What is needed: For each line of the listing below that contains the string "opened", copy the line.

Input records:
________________
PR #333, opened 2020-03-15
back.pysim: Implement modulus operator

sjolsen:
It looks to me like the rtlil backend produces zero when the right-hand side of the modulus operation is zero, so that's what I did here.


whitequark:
________________
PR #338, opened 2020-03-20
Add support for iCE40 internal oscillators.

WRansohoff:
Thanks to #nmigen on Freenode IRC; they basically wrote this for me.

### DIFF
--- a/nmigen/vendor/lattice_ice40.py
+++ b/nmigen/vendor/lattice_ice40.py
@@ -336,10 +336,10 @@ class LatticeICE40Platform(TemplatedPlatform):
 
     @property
________________
Output for this exercise:
PR #333, opened 2020-03-15
PR #338, opened 2020-03-20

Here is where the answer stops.